Chahid 06/12/2007 19:20

Bonsoir SarahJ’ai trouvé particulièrement insolentes les insanités de BHL et de son clan au lendemain de la mort de Pierre Bourdieu, qui reste quand même très lu et respecté au Maghreb. Bourdieu qui n’aimait pas le « spectacle », le « show » de la télévision, s’est fait beaucoup d’« ennemis » qui ne sont finalement que pur et pire produit de ce même show médiatique.

Sarah 05/12/2007 21:52

Bonsoir,à Chahid: mon opinion sur Bourdieu est plutôt bonne.
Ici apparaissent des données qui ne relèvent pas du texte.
PR #3018, opened 2020-10-13
Fix IsProcessBackground on Linux with stdin redirection

greatroar:

ui/termstatus.IsProcessBackground previously assumed that stdin was the terminal, causing it to report false when stdin was redirected. It now checks the actual terminal's fd.

To see the faulty behavior, run `restic backup --stdin < /dev/zero &` (or omit the & and hit Ctrl+Z, then bg).

Not that I know.

Checklist
---------

### DIFF
--- a/internal/ui/termstatus/background_linux.go
+++ b/internal/ui/termstatus/background_linux.go
@@ -1,21 +1,23 @@
 package termstatus
 
 import (
-	"syscall"
-	"unsafe"
-
 	"github.com/restic/restic/internal/debug"
+
+	"golang.org/x/sys/unix"
 )
 
-// IsProcessBackground reports whether the current process is running in the background.
-func IsProcessBackground() bool {
-	var pid int
-	_, _, err := syscall.Syscall(syscall.SYS_IOCTL, uintptr(syscall.Stdin), syscall.TIOCGPGRP, uintptr(unsafe.Pointer(&pid)))
-
-	if err != 0 {
+// IsProcessBackground reports whether the current process is running in the
+// background. fd must be a file descriptor for the terminal.
+func IsProcessBackground(fd uintptr) bool {
+	bg, err := isProcessBackground(fd)
+	if err != nil {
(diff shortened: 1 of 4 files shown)


internal/ui/termstatus/background_linux.go
```diff
@@ -1,21 +1,23 @@
...
+	bg, err := isProcessBackground(fd)
+	if err != nil {
 		debug.Log("Can't check if we are in the background. Using default behaviour. Error: %s\n", err.Error())
 		return false
 	}
+	return bg
+}
 
-	return pid != syscall.Getpgrp()
+func isProcessBackground(fd uintptr) (bool, error) {
```
MichaelEischer, line 20: Is the split into `IsProcessBackground` and `isProcessBackground` necessary?

internal/ui/termstatus/status.go
```diff
@@ -95,7 +95,7 @@ func (t *Terminal) run(ctx context.Context) {
 	for {
 		select {
 		case <-ctx.Done():
-			if IsProcessBackground() {
+			if IsProcessBackground(t.fd) {
```
MichaelEischer, line 98: This is equivalent to stdout. Why not just replace stdin with stdout in `IsProcessBackground`?

MichaelEischer (changes requested):
Shouldn't the command be `restic backup --stdin < /dev/zero &`? At least that's what works for me to reproduce the reported problem.

internal/ui/termstatus/background_linux.go
greatroar: This is a holdover from an earlier attempt. I'll merge the two.

internal/ui/termstatus/status.go
greatroar: The Terminal type is designed to work with any Writer that has an Fd method and never mentions stdout. If for whatever reason it's changed to use a different fd, IsProcessBackground would break.

greatroar:
Yes, I meant `< /dev/zero`.

MichaelEischer (approved):
LGTM

PR #3019, opened 2020-10-13
Refactor index decoding

greatroar:

There were three places in the codebase that did

decode new-style index -> check error -> decode old-style index

via a system of callbacks. I've replaced all three by a single DecodeIndex that can handle both formats, saving some 20 lines of code, two public functions in internal/repository and one public error type.

There's still some repetition in the code, but I didn't see a clean way of getting rid it. Two of the call sites pass a buffer around that would have to become an argument and a fourth return value on DecodeIndex.

New-style decoding is as fast as it was before:

```
name                   old time/op  new time/op  delta
DecodeIndex-8           4.19s ± 2%   4.16s ± 1%   ~     (p=0.105 n=10+10)
DecodeIndexParallel-8   4.18s ± 1%   4.17s ± 1%   ~     (p=0.360 n=10+8)
```

Decoding old-format indices no longer requires loading and decrypting twice, so that may be faster, but there's no benchmark for that.

No.

Checklist
---------

### DIFF
--- a/internal/checker/checker.go
+++ b/internal/checker/checker.go
@@ -117,12 +117,16 @@ func (c *Checker) LoadIndex(ctx context.Context) (hints []error, errs []error) {
 			debug.Log("worker got file %v", fi.ID.Str())
 			var err error
 			var idx *repository.Index
-			idx, buf, err = repository.LoadIndexWithDecoder(ctx, c.repo, buf[:0], fi.ID, repository.DecodeIndex)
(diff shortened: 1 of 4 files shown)


MichaelEischer (approved):
LGTM. There is a minimal change in behavior such that a index is now only reported to have the old format when it can actually be loaded as such, which is actually more accurate than before.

J'ai lu et lis toujours ses écrits ainsi que ceux de ses "disciples". Malheureusement, il a comme tous les grands esprits des détracteurs, "aux indignations pathétiques à la Finkielkraut" (cette expression est de lui. Elle m'avait marqué en lisant son ouvrage Sur la télévision). Parmi eux, ceux qui m'exaspèrent le plus sont ses "collègues" sociologues. Je me souviens d'une prof de sociologie politique, qui ne cachait pas sa haine à l'égard de Bourdieu et qui, après avoir fait un exposé d'une malhonnêteté intellectuelle inouïe sur son oeuvre, passe à la critique en disant: "Bourdieu était un être complexé. Issu d'un milieu modeste, il a pris sa revanche en écrivant des ouvrages illisibles, lui qui pourtant critiquait le champ universitaire"... Sans commentaires!Dans ma fac pourtant réputée pour son enseignement en sc sociales, on étudie très très rarement Bourdieu dans le texte. En même temps, il n'est pas le seul a avoir été oublié. Il est quand même alarmant qu'un étudiant en sociologie digne de ce nom ne connaisse pas ... Ibn Khaldoun? En France, non.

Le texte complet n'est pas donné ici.